"""

Issue #1512, opened 2020-01-29
Broken link


Ildarik:
https://react-redux.js.org/next/api/hooks

_The selector is approximately equivalent to the **_mapStateToProps argument to connect_**_ conceptually.
There are 2 `next` words in a link: https://react-redux.js.org/next/next/using-react-redux/connect-mapstate

Found that in markdown file it is a relative link: https://github.com/reduxjs/react-redux/blob/master/docs/api/hooks.md
How that works?)

timdorr:
Can you submit a PR?

PR #1513, opened 2020-01-29
Fix broken link

Ildarik:
#1512 

I tried locally and didn't find any issue with that (the link is correct). After adding one level up in relative path it works again and so I confused a little :)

"""

• [BRIEF]: The answer must consist of every line from the records above that holds "next".

• [ANSWER TO THE EXERCISE]:
https://react-redux.js.org/next/api/hooks
There are 2 `next` words in a link: https://react-redux.js.org/next/next/using-react-redux/connect-mapstate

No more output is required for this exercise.